Evans Chantell S, Holzbaur Erika Lf
Department of Physiology, Perelman School of Medicine, University of Pennsylvania, Philadelphia, United States.
Elife. 2020 Jan 14;9:e50260. doi: 10.7554/eLife.50260.
Mitophagy, the selective removal of damaged mitochondria, is thought to be critical to maintain neuronal homeostasis. Mutations of proteins in the pathway cause neurodegenerative diseases, suggesting defective mitochondrial turnover contributes to neurodegeneration. In primary rat hippocampal neurons, we developed a mitophagy induction paradigm where mild oxidative stress induced low levels of mitochondrial damage. Mitophagy-associated proteins were sequentially recruited to depolarized mitochondria followed by sequestration into autophagosomes. The localization of these mitophagy events had a robust somal bias. In basal and induced conditions, engulfed mitochondria remained in non-acidified organelles for hours to days, illustrating efficient autophagosome sequestration but delayed lysosomal fusion or acidification. Furthermore, expression of an ALS-linked mutation in the pathway disrupted mitochondrial network integrity and this effect was exacerbated by oxidative stress. Thus, age-related decline in neuronal health or expression of disease-associated mutations in the pathway may exacerbate the slow kinetics of neuronal mitophagy, leading to neurodegeneration.
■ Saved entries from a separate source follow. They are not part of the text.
PR #6717, opened 2023-04-30
CI: capture test reports

snazy:


.github/workflows/ci.yml
```diff
@@ -138,6 +138,16 @@ jobs:
         with:
           arguments: test -x :nessie-quarkus:test --scan
 
+      - name: Capture Test Reports
+        uses: actions/upload-artifact@v3
```
dimas-b, line 142: Are gradle scans not enough? I used to get test reports from there.

dimas-b (approved):

.github/workflows/ci.yml
snazy: They usually are. But those do not include successful results from the same run.

The problem at hand was that some Quarkus ITs (the Quarkus 3 PR) failed and others did not, so I wanted to compare those. (Because of course: the issues were hardly reproducible locally)

PR #6146, opened 2023-02-20
Bump to Quarkus 3.2.0.Final

snazy:
Includes a workaround for Quarkus3/OTel/okio OOM in tests, see https://github.com/quarkusio/quarkus/issues/32238

Most of the changes are rather "boring", replacing `javax` with `jakarta`.

Bumps the Keycloak version used in ITs.

Updates also include OpenTelemetry related configuration updates (`quarkus.opentelementy.*` --> `quarkus.otel.*`), including the Helm chart.

PR #6719, opened 2023-04-30
Keycloak requires container-network

snazy:
Quarkus ITs require the use of a container network ID and have to rewrite URLs/hosts accordingly. Otherwise Quarkus will not be able to connect to the services.


dimas-b (approved):

adutra:
For my enlightenment, what were the symptoms of the issue that this PR solved? The tests were passing before afaict...

snazy:
> For my enlightenment, what were the symptoms of the issue that this PR solved? The tests were passing before afaict...

Yes, works w/ current Quarkus - however, it's rather a mystery why it works, because Quarkus runs ITs in Docker networks, which aren't accessible from/to outside that network.

This PR is a spin-off off #6146, where Quarkus ITs using Keycloak do not work w/o this change.

PR #6736, opened 2023-05-03
Reserve usage of BatchingPersist to dry-run mode only

adutra:
This commit changes the behavior of merges and transplants to only use BatchingPersist in dry-run mode.


snazy (approved):

dimas-b (commented):
+1

PR #6743, opened 2023-05-04
REST V2: Key ranges for entries + diff

### LINKED ISSUE #3957: ContentKey based filter in the Nessie Diff API
**Description**: The current diff API brings the differences in all content keys between the two perimeters. The request is to allows a filter that restricts the search operation for a specific ContentKey.
The DBAdapter implementation is already equipped t[o take KeyFilterPredicate parameter](https://github.com/projectnessie/nessie/blob/c55073e62a09e3924a745d5375d2d348abf1eb6c/versioned/persist/store/src/main/java/org/projectnessie/versioned/persist/store/PersistVersionStore.java#L323). So, the ask to expose the same at upper layers (version store / APIs etc).

**Requested Changes in public API**: Extend diff API to support filter options on the content key
- Changes in REST API 
- Changes in Java Client API
- Changes in SQL extentions

**Expected Use Cases**: Skip compaction on unchanged tables

### LINKED ISSUE #5591: Add start/end key parameters to v2 API methods

snazy:
Builds upon the work in #5656.

However, the "get range of contents" has been removed, because it's tricky to add it to the current Nessie Java API and since it's probably not a very useful functionality. It would also require adding paging and min/max-keys to the `GetMultipleContentRequest`/`Response` types to leverage the existing paging infrastructure and/or add `ContentsParams` parameter object - neither works well with the existing code.

Adds the necessary `VersionStore` changes, which are pretty straight forward.

Fixes #3957
Fixes #5591

### DIFF
--- a/api/client/src/main/java/org/projectnessie/client/http/v2api/HttpGetDiff.java
+++ b/api/client/src/main/java/org/projectnessie/client/http/v2api/HttpGetDiff.java
@@ -18,7 +18,9 @@ package org.projectnessie.client.http.v2api;
 import org.projectnessie.api.v2.params.DiffParams;
 import org.projectnessie.client.builder.BaseGetDiffBuilder;
 import org.projectnessie.client.http.HttpClient;
+import org.projectnessie.client.http.HttpRequest;
 import org.projectnessie.error.NessieNotFoundException;
+import org.projectnessie.model.ContentKey;
 import org.projectnessie.model.DiffResponse;
 import org.projectnessie.model.Reference;
 
@@ -36,20 +38,38 @@ final class HttpGetDiff extends BaseGetDiffBuilder<DiffParams> {
         .fromRef(Reference.toPathString(fromRefName, fromHashOnRef))
         .toRef(Reference.toPathString(toRefName, toHashOnRef))
         .maxRecords(maxRecords)
+        .minKey(minKey)
+        .maxKey(maxKey)
+        .prefixKey(prefixKey)
+        .filter(filter)
+        .requestedKeys(keys)
         .build();
   }
 
   @Override
   public DiffResponse get(DiffParams params) throws NessieNotFoundException {
-    return client
-        .newRequest()
-        .path("trees/{from}/diff/{to}")
-        .resolveTemplate("from", params.getFromRef())
-        .resolveTemplate("to", params.getToRef())
-        .queryParam("max-records", params.maxRecords())
-        .queryParam("page-token", params.pageToken())
-        .unwrap(NessieNotFoundException.class)
-        .get()
-        .readEntity(DiffResponse.class);
+    HttpRequest req =
+        client
+            .newRequest()
+            .path("trees/{from}/diff/{to}")
+            .resolveTemplate("from", params.getFromRef())
+            .resolveTemplate("to", params.getToRef())
+            .queryParam("max-records", params.maxRecords())
+            .queryParam("page-token", params.pageToken())
+            .queryParam("filter", params.getFilter());
+    params.getRequestedKeys().forEach(k -> req.queryParam("key", k.toPathString()));
+    ContentKey k = params.minKey();
+    if (k != null) {
+      req.queryParam("min-key", k.toPathString());
+    }
+    k = params.maxKey();
+    if (k != null) {
+      req.queryParam("max-key", k.toPathString());
+    }
+    k = params.prefixKey();
+    if (k != null) {
+      req.queryParam("prefix-key", k.toPathString());
+    }
+    return req.unwrap(NessieNotFoundException.class).get().readEntity(DiffResponse.class);
   }
 }
--- a/api/model/src/main/java/org/projectnessie/api/v2/doc/ApiDoc.java
+++ b/api/model/src/main/java/org/projectnessie/api/v2/doc/ApiDoc.java
@@ -112,11 +112,36 @@ public interface ApiDoc {
           + "'type' parameter may be used to ensure the operation is performed on the same object that the user "
           + "expects.\n";
 
-  String KEY_PARAMETER_DESCRIPTION =
-      "The key to a content object.\n"
-          + "\n"
-          + "Key components (namespaces) are separated by the dot ('.') character. Dot ('.') characters that are not "
+  String KEY_ELEMENTS_DESCRIPTION =
+      "Key components (namespaces) are separated by the dot ('.') character. Dot ('.') characters that are not "
           + "Nessie namespace separators must be encoded as the 'group separator' ASCII character (0x1D).\n";
+
+  String KEY_PARAMETER_DESCRIPTION = "The key to a content object.\n\n" + KEY_ELEMENTS_DESCRIPTION;
+
+  String REQUESTED_KEY_PARAMETER_DESCRIPTION =
+      "Restrict the result to one or more keys.\n\n"
+          + "Can be combined with min/max-key and prefix-key parameters, however both predicates must match. "
+          + "This means that keys specified via this parameter that do not match a given min/max-key or prefix-key will not be returned.\n\n"
+          + KEY_ELEMENTS_DESCRIPTION;
+
+  String KEY_MIN_PARAMETER_DESCRIPTION =
+      "The lower bound of the content key range to retrieve (inclusive). "
+          + "The content keys of all returned entries will be greater than or equal to the min-value. "
+          + "Content-keys are compared as a 'whole', unlike prefix-keys.\n\n"
+          + KEY_ELEMENTS_DESCRIPTION;
+
+  String KEY_MAX_PARAMETER_DESCRIPTION =
+      "The upper bound of the content key range to retrieve (inclusive). "
+          + "The content keys of all returned entries will be less than or equal to the max-value. "
+          + "Content-keys are compared as a 'whole', unlike prefix-keys.\n\n"
+          + KEY_ELEMENTS_DESCRIPTION;
+
+  String KEY_PREFIX_PARAMETER_DESCRIPTION =
+      "The content key prefix to retrieve (inclusive). "
+          + "A content key matches a given prefix, a content key's elements starts with all elements of the prefix-key. "
+          + "Key prefixes exactly match key-element boundaries.\n\n"
+          + "Must not be combined with min/max-key parameters.\n\n"
+          + KEY_ELEMENTS_DESCRIPTION;
 
   String DEFAULT_KEY_MERGE_MODE_DESCRIPTION =
       "The default merge mode. If not set, `NORMAL` is assumed.\n"
--- a/api/model/src/main/java/org/projectnessie/api/v2/params/KeyRangeParams.java
+++ b/api/model/src/main/java/org/projectnessie/api/v2/params/KeyRangeParams.java
@@ -1,0 +1,86 @@
+/*
+ * Copyright (C) 2022 Dremio
+ *
+ * Licensed under the Apache License, Version 2.0 (the "License");
+ * you may not use this file except in compliance with the License.
+ * You may obtain a copy of the License at
+ *
+ * http://www.apache.org/licenses/LICENSE-2.0
+ *
+ * Unless required by applicable law or agreed to in writing, software
+ * distributed under the License is distributed on an "AS IS" BASIS,
+ * WITHOUT WARRANTIES OR CONDITIONS OF ANY KIND, either express or implied.
+ * See the License for the specific language governing permissions and
+ * limitations under the License.
+ */
+package org.projectnessie.api.v2.params;
+
+import static org.projectnessie.api.v2.doc.ApiDoc.KEY_MAX_PARAMETER_DESCRIPTION;
+import static org.projectnessie.api.v2.doc.ApiDoc.KEY_MIN_PARAMETER_DESCRIPTION;
+import static org.projectnessie.api.v2.doc.ApiDoc.KEY_PREFIX_PARAMETER_DESCRIPTION;
+
+import javax.annotation.Nullable;
+import javax.ws.rs.QueryParam;
+import org.eclipse.microprofile.openapi.annotations.media.ExampleObject;
+import org.eclipse.microprofile.openapi.annotations.parameters.Parameter;
+import org.projectnessie.model.ContentKey;
+
+public abstract class KeyRangeParams<IMPL extends KeyRangeParams<IMPL>>
+    extends AbstractParams<IMPL> {
+
+  @Parameter(
+      description = KEY_MIN_PARAMETER_DESCRIPTION,
+      examples = @ExampleObject(ref = "ContentKeyGet"))
+  @QueryParam("min-key")
+  @Nullable
+  @jakarta.annotation.Nullable
+  private ContentKey minKey;
+
+  @Parameter(
+      description = KEY_MAX_PARAMETER_DESCRIPTION,
+      examples = @ExampleObject(ref = "ContentKeyGet"))
+  @QueryParam("max-key")
+  @Nullable
+  @jakarta.annotation.Nullable
+  private ContentKey maxKey;
+
+  @Parameter(
+      description = KEY_PREFIX_PARAMETER_DESCRIPTION,
+      examples = @ExampleObject(ref = "ContentKeyGet"))
+  @QueryParam("prefix-key")
+  @Nullable
+  @jakarta.annotation.Nullable
+  private ContentKey prefixKey;
+
+  protected KeyRangeParams() {}
+
+  public KeyRangeParams(
+      @Nullable @jakarta.annotation.Nullable Integer maxRecords,
+      @Nullable @jakarta.annotation.Nullable String pageToken,
+      @Nullable @jakarta.annotation.Nullable ContentKey minKey,
+      @Nullable @jakarta.annotation.Nullable ContentKey maxKey,
+      @Nullable @jakarta.annotation.Nullable ContentKey prefixKey) {
+    super(maxRecords, pageToken);
+    this.minKey = minKey;
+    this.maxKey = maxKey;
+    this.prefixKey = prefixKey;
+  }
+
+  @Nullable
+  @jakarta.annotation.Nullable
+  public ContentKey minKey() {
+    return minKey;
+  }
+
+  @Nullable
+  @jakarta.annotation.Nullable
+  public ContentKey maxKey() {
+    return maxKey;
+  }
+
+  @Nullable
+  @jakarta.annotation.Nullable
+  public ContentKey prefixKey() {
+    return prefixKey;
+  }
+}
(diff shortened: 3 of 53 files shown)


api/model/src/main/java/org/projectnessie/api/v2/params/KeyRangeParams.java
```diff
@@ -0,0 +1,69 @@
...
+  @jakarta.annotation.Nullable
+  private ContentKey minKey;
+
+  @Parameter(
+      description = KEY_MAX_PARAMETER_DESCRIPTION,
+      examples = @ExampleObject(ref = "ContentKeyGet"))
+  @QueryParam("max-key")
+  @Nullable
+  @jakarta.annotation.Nullable
+  private ContentKey maxKey;
```
dimas-b, line 44: Just wondering: Would it make sense to have a separate `key-prefix` query parameter? We could validate it to actually be the prefix of both min and max keys if all are set.

versioned/storage/store/src/main/java/org/projectnessie/versioned/storage/versionstore/VersionStoreImpl.java
```diff
@@ -494,8 +496,8 @@ public PaginationIterator<KeyEntry> getKeys(Ref ref, String pagingToken, boolean
     StoreKey begin =
         pagingToken != null && !pagingToken.isEmpty()
             ? keyFromString(fromString(pagingToken).token().toStringUtf8())
-            : null;
-    StoreKey end = null;
+            : (minKey != null ? keyToStoreKey(minKey) : null);
+    StoreKey end = maxKey != null ? keyToStoreKey(maxKey) : null;
```
dimas-b, line 500: Will this work when paginating over a "prefix" query? I mean that on the second page min and max keys will no longer be equals when passed to `index.iterator(...)` :thinking:

api/client/src/main/java/org/projectnessie/client/http/v2api/HttpGetDiff.java
```diff
@@ -36,20 +38,33 @@ protected DiffParams params() {
...
+            .path("trees/{from}/diff/{to}")
+            .resolveTemplate("from", params.getFromRef())
+            .resolveTemplate("to", params.getToRef())
+            .queryParam("max-records", params.maxRecords())
+            .queryParam("page-token", params.pageToken())
+            .queryParam("filter", params.getFilter());
+    keys.forEach(k -> req.queryParam("key", k.toPathString()));
+    ContentKey k = params.minKey();
+    if (k != null) {
+      req.queryParam("min-key", k.toPathString());
```
dimas-b, line 62: Should we have this in `HttpGetEntries` too?

versioned/storage/store/src/main/java/org/projectnessie/versioned/storage/versionstore/VersionStoreImpl.java
snazy: The max key will still be the same, and "min" would be "replaced" with the key from the paging token.

api/model/src/main/java/org/projectnessie/api/v2/doc/ApiDoc.java
```diff
@@ -109,12 +109,20 @@ public interface ApiDoc {
...
           + "Nessie namespace separators must be encoded as the 'group separator' ASCII character (0x1D).\n";
 
+  String KEY_PARAMETER_DESCRIPTION = "The key to a content object.\n\n" + KEY_ELEMENTS_DESCRIPTION;
+
+  String KEY_MIN_PARAMETER_DESCRIPTION =
+      "[Future] The lower bound of the content key range to retrieve (inclusive).\n\n"
+          + KEY_ELEMENTS_DESCRIPTION;
+
+  String KEY_MAX_PARAMETER_DESCRIPTION =
+      "[Future] The upper bound of the content key range to retrieve (exclusive).\n\n"
```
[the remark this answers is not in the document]
snazy: Since `maxKey` is inclusive, that wouldn't work.

versioned/storage/store/src/main/java/org/projectnessie/versioned/storage/versionstore/VersionStoreImpl.java
dimas-b: that's exactly what I mean. If we start with min == max for a prefix query, min != max in the second page... Just wondering if we want this to work for prefix queries as well as for normal ranges..

versioned/storage/store/src/test/java/org/projectnessie/versioned/storage/versionstore/TestKeyRanges.java
```diff
@@ -0,0 +1,117 @@
...
+  public void max() {
+    ContentKey bar = ContentKey.of("bar");
+    KeyRanges keyRange = keyRanges(null, null, bar, null);
+
+    soft.assertThat(keyRange.endStoreKey()).isGreaterThan(keyToStoreKey(bar));
+    soft.assertThat(keyRange.endStoreKey()).isGreaterThan(keyToStoreKeyVariant(bar, "Z"));
+    soft.assertThat(keyRange.endStoreKey()).isGreaterThan(keyToStoreKeyVariant(bar, "A"));
+
+    soft.assertThat(keyRange.endStoreKey())
+        .isLessThanOrEqualTo(keyToStoreKey(ContentKey.of("bar", "baz")));
```
dimas-b, line 76: Why not simply `isLessThan`? We know it is not equal.

versioned/persist/store/src/main/java/org/projectnessie/versioned/persist/store/PersistVersionStore.java
```diff
@@ -523,9 +524,18 @@ private BiConsumer<ImmutableCommit.Builder, CommitLogEntry> enhancerForCommitLog
...
+      boolean withContent,
+      ContentKey minKey,
+      ContentKey maxKey,
+      ContentKey prefixKey,
+      Predicate<ContentKey> contentKeyPredicate)
       throws ReferenceNotFoundException {
-    checkArgument(pagingToken == null, "Paging not supported");
+    checkArgument(pagingToken == null, "Paging not supported by the storage model in use");
+    checkArgument(
+        minKey == null && maxKey == null, "Key ranges not supported by the storage model in use");
```
dimas-b, line 538: I guess we ought to check `prefixKey` too (also in `getDiffs`).

versioned/storage/store/src/test/java/org/projectnessie/versioned/storage/versionstore/TestKeyRanges.java
```diff
@@ -0,0 +1,117 @@
...
+    soft.assertThat(keyRange.beginStoreKey()).isEqualTo(keyToStoreKeyPrefixMin(bar));
+
+    soft.assertThat(keyRange.endStoreKey()).isGreaterThan(keyToStoreKey(bar));
+    soft.assertThat(keyRange.endStoreKey()).isGreaterThan(keyToStoreKeyVariant(bar, "Z"));
+    soft.assertThat(keyRange.endStoreKey()).isGreaterThan(keyToStoreKeyVariant(bar, "A"));
+
+    soft.assertThat(keyRange.endStoreKey())
+        .isGreaterThan(keyToStoreKey(ContentKey.of("bar", "baz")));
+    soft.assertThat(keyRange.endStoreKey()).isGreaterThan(keyToStoreKey(ContentKey.of("bar", "0")));
+    soft.assertThat(keyRange.endStoreKey()).isGreaterThan(keyToStoreKey(ContentKey.of("barbaz")));
```
dimas-b, line 108: This fails, though:
```
    soft.assertThat(keyRange.endStoreKey()).isGreaterThan(keyToStoreKey(ContentKey.of("bar\u03C0")));
```

versioned/storage/store/src/main/java/org/projectnessie/versioned/storage/versionstore/VersionStoreImpl.java
dimas-b: Sorry, my comment is not relevant to the latest code - resolving.

api/model/src/main/java/org/projectnessie/api/v2/doc/ApiDoc.java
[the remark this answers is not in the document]
dimas-b: Yes. Having a separate `prefixKey` parameter is preferable :+1:

versioned/storage/store/src/test/java/org/projectnessie/versioned/storage/versionstore/TestKeyRanges.java
snazy: Yes - why should it not? It's `> "bar"`

dimas-b: But it has the right prefix.... why `barbaz` passes by `bar\u03C0` fails?

snazy: It's a negative `byte` value in that UTF char - and this one just ends in a string comparison.

dimas-b: but we support Unicode at the `ContentKey` level, right?.. and as a `ContentKey` is has the right prefix, so I guess it should be included in the range :thinking:

dimas-b: To put it another way, should we use `Character.MAX_VALUE` instead of 255 in `TypeMapping`?

snazy: Actually, it belongs to this PR. Just sad that this change requires such a change :(

versioned/storage/common/src/main/java/org/projectnessie/versioned/storage/common/indexes/StoreKey.java
```diff
@@ -39,24 +41,54 @@ public final class StoreKey implements Comparable<StoreKey> {
...
+    }
+    if (diff >= key.length) {
+      if (prefixEnd && diff == key.length) {
+        return 1;
+      }
+      return -1;
+    }
+    if (diff >= that.key.length) {
+      return 1;
+    }
```
dimas-b, line 83: This makes comparisons non-commutative. It will bite us sooner or later, I think.
```
  @Test
  void comparePrefix() {
    StoreKey k1 = StoreKey.keyFromStringPrefixEnd("aaa");
    StoreKey k2 = StoreKey.keyFromStringPrefixEnd("aaaBBB");
    soft.assertThat(k1).isGreaterThan(k2);
    soft.assertThat(k2).isLessThan(k1); // this assert fails
  }
```

dimas-b: I think it might be preferable to actually encode the "prefix" flag in the key's byte form (to ensure consistency in case it ever gets into storage).

versioned/storage/common/src/main/java/org/projectnessie/versioned/storage/common/indexes/StoreKey.java
```diff
@@ -39,24 +41,54 @@ public final class StoreKey implements Comparable<StoreKey> {
...
+    byte my = key[diff];
+    byte other = that.key[diff];
+    return Byte.compareUnsigned(my, other);
```
dimas-b, line 86: Is this always consistent with char-wise comparison?.. i.e. if we have two (unicode) strings, can we be sure that `StoreKeys` derived from those strings will compare the same way as the Strings?... more specifically - same as `ContentKey` objects?

snazy:
Reverted the `byte[]` change in `StoreKey` and updated `StoreKey.compareTo` to respect the `0`/`1` separated elements to not conflict with (unicode) chars.

versioned/storage/common/src/main/java/org/projectnessie/versioned/storage/common/indexes/StoreIndexImpl.java
```diff
@@ -479,7 +479,23 @@ private ByteBuffer serializeKey(
...
   static <V> StoreIndex<V> deserializeStoreIndex(ByteBuffer serialized, ElementSerializer<V> ser) {
     byte version = serialized.get();
-    checkArgument(version == 1, "Unsupported serialized representation of KeyIndexSegment");
+    boolean needSort = false;
+    switch (version) {
+      case 1:
+        // In PR #6743, introducing min/max/prefix-key arguments for "get entries" and "get diff",
+        // StoreKey.compareTo() was updated, which might lead to a different order in the elements
+        // list. The "current" version has been bumped, version=1 serialized indexes are sorted
+        // after they have been loaded.
```
dimas-b, line 488: Do you have an example where the sort order actually changes? I could not figure one out mentally :)

versioned/storage/store/src/main/java/org/projectnessie/versioned/storage/versionstore/KeyRanges.java
```diff
@@ -0,0 +1,88 @@
...
+  @Value.NonAttribute
+  PagingToken pagingTokenObj() {
+    String paging = pagingToken();
+    return paging != null ? fromString(paging) : null;
+  }
+
+  @Value.NonAttribute
+  StoreKey endStoreKey() {
+    ContentKey max = maxKey();
+    return max != null ? keyToStoreKeyMax(max) : null;
```
dimas-b, line 77: Why not derive a max key from `prefix` when it is set?

versioned/storage/store/src/main/java/org/projectnessie/versioned/storage/versionstore/VersionStoreImpl.java
```diff
@@ -491,15 +502,15 @@ public PaginationIterator<KeyEntry> getKeys(Ref ref, String pagingToken, boolean
...
 
-    StoreKey begin =
-        pagingToken != null && !pagingToken.isEmpty()
-            ? keyFromString(fromString(pagingToken).token().toStringUtf8())
-            : null;
-    StoreKey end = null;
-
-    Iterator<StoreIndexElement<CommitOp>> result = index.iterator(begin, end, false);
+    Iterator<StoreIndexElement<CommitOp>> result =
+        index.iterator(keyRanges.beginStoreKey(), keyRanges.endStoreKey(), false);
```
dimas-b, line 506: If we do not derive an end key from `prefix`, then prefix queries will have to scan all the way to the end of the index, will they not?

dimas-b (commented):
Mostly optimization concerns

versioned/storage/common/src/main/java/org/projectnessie/versioned/storage/common/indexes/StoreKey.java
```diff
@@ -51,7 +51,70 @@ public String rawString() {
...
+    while (true) {
+      boolean blkEof1 = blkIdx1 >= blkLen1;
+      boolean blkEof2 = blkIdx2 >= blkLen2;
+      if (blkEof1) {
+        return blkEof2 ? 0 : -1;
+      } else if (blkEof2) {
+        return 1;
+      }
+
+      blkIdx1 = nextBlock(key, (char) 0, blkIdx1, blkLen1, blk1);
```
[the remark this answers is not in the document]
snazy: Um, totally right. Fixed.

versioned/storage/common/src/main/java/org/projectnessie/versioned/storage/common/indexes/StoreIndexImpl.java
snazy: ouch - again

versioned/storage/store/src/main/java/org/projectnessie/versioned/storage/versionstore/KeyRanges.java
snazy: That's not possible, sadly.
It would need something to compare to - but what?
"Incrementing the last char" doesn't really work there.

versioned/storage/store/src/main/java/org/projectnessie/versioned/storage/versionstore/VersionStoreImpl.java
snazy: Fixed

versioned/storage/store/src/main/java/org/projectnessie/versioned/storage/versionstore/VersionStoreImpl.java
```diff
@@ -748,16 +785,35 @@ public PaginationIterator<Diff> getDiffs(Ref from, Ref to, String pagingToken)
...
+            ? d -> {
+              ContentKey key = storeKeyToKey(d.key());
+              return key != null && contentKeyPredicate.test(key);
+            }
+            : x -> true;
+
+    Predicate<DiffEntry> stopPredicate;
+    if (prefixKey != null) {
+      StoreKey prefix = keyToStoreKeyNoVariant(prefixKey);
+      stopPredicate = d -> !d.key().startsWithElementsOrParts(prefix);
```
dimas-b, line 812: `startsWithElementsOrParts` seems to contradict the doc text in `ApiDoc`... which way do we want it to work? :)

dimas-b (commented):
LGTM overall, but prefix handling seems to contradict (older) docs

api/model/src/main/java/org/projectnessie/api/v2/doc/ApiDoc.java
```diff
@@ -109,12 +109,37 @@ public interface ApiDoc {
...
+  String KEY_MAX_PARAMETER_DESCRIPTION =
+      "The upper bound of the content key range to retrieve (inclusive). "
+          + "The content keys of all returned entries will be less than or equal to the max-value. "
+          + "Content-keys are compared as a 'whole', unlike prefix-keys.\n\n"
+          + KEY_ELEMENTS_DESCRIPTION;
+
+  String KEY_PREFIX_PARAMETER_DESCRIPTION =
+      "The content key prefix to retrieve (inclusive). "
+          + "A content key matches a given prefix, a content key's elements starts with all elements of the prefix-key. "
+          + "It is not restricted to key-element boundaries.\n\n"
```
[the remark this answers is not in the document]
snazy: fixed

versioned/storage/store/src/main/java/org/projectnessie/versioned/storage/versionstore/VersionStoreImpl.java
snazy: doc's wrong, fixed

dimas-b (dismissed):

dimas-b (approved):

dimas-b (approved):

PR #6746, opened 2023-05-04
GC: Trim long failure messages in JDBC repo

snazy:
And bump SQL-DDL for metadata location pointer.


gc/gc-repository-jdbc/src/main/java/org/projectnessie/gc/contents/jdbc/SqlDmlDdl.java
```diff
@@ -44,7 +48,7 @@ private SqlDmlDdl() {}
           + "    commit_id VARCHAR(100), \n"
           + "    content_key VARCHAR(500), \n"
           + "    content_type VARCHAR(40), \n"
-          + "    metadata_location VARCHAR(500), \n"
+          + "    metadata_location VARCHAR(1000), \n"
```
adutra, line 51: Why this change?

adutra (approved):

PR #6747, opened 2023-05-04
Cleanup V2 MergeResponse

### LINKED ISSUE #5689: Refactor `MergeResponse` in API v2
Currently `MergeResponse` is too verbose but at the same time not informative enough.
The original idea behind e.g. `MergeResponse.getDetails()` was to give callers information especially about why a merge operation did not work - the "why" is quite binary at the moment: `ContentKeyConflict.NONE` or `ContentKeyConflict.UNRESOLVABLE` and far from being informative. The fields containing full commit objects and commit IDs have already been deprecated (and are already unused in v2) for the same reason (too verbose, but not informative).

I wonder whether we should either:
* deprecate and hide `MergeResponse.getDetails()` in API v2
* have a new, cleaned up `MergeResponse2` for API v2

snazy:
Ensure that all non-V2 attributes in `MergeResponse` (those that are present for V1, but deprecated) are properly annotated with `@JsonView(Views.V1.class)`.

On top of the already deprecated attributes,
`MergeResponse.ContentKeyDetails.getConflictType()` is deprecated and V1-only now as well. It already has a better replacement with `MergeResponse.getConflictType.getConflict()`. The corresponding enum is also deprecated now.

Fixes #5689

### DIFF
--- a/api/model/src/main/java/org/projectnessie/model/MergeResponse.java
+++ b/api/model/src/main/java/org/projectnessie/model/MergeResponse.java
@@ -73,12 +73,14 @@ public interface MergeResponse {
 
   @Deprecated // for removal and replaced with something else
   @Schema(deprecated = true, hidden = true)
+  @JsonView(Views.V1.class)
   List<LogEntry> getSourceCommits();
 
   @Nullable
   @jakarta.annotation.Nullable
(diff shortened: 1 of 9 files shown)


dimas-b (approved):
LGTM :+1:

线粒体自噬,即对受损线粒体的选择性清除,被认为对于维持神经元内环境稳定至关重要。该通路中蛋白质的突变会引发神经退行性疾病,这表明线粒体更新缺陷会导致神经退行性变。在原代大鼠海马神经元中,我们建立了一种线粒体自噬诱导模式,即轻度氧化应激诱导低水平的线粒体损伤。线粒体自噬相关蛋白会依次被招募到去极化的线粒体上,随后被隔离到自噬体中。这些线粒体自噬事件的定位具有明显的胞体偏向性。在基础状态和诱导状态下,被吞噬的线粒体在非酸化细胞器中会保留数小时至数天,这表明自噬体的隔离效率高,但溶酶体融合或酸化延迟。此外,该通路中与肌萎缩侧索硬化症(ALS)相关的突变表达会破坏线粒体网络的完整性,而氧化应激会加剧这种效应。因此,与年龄相关的神经元健康下降或该通路中疾病相关突变的表达可能会加剧神经元线粒体自噬的缓慢动力学,从而导致神经退行性变。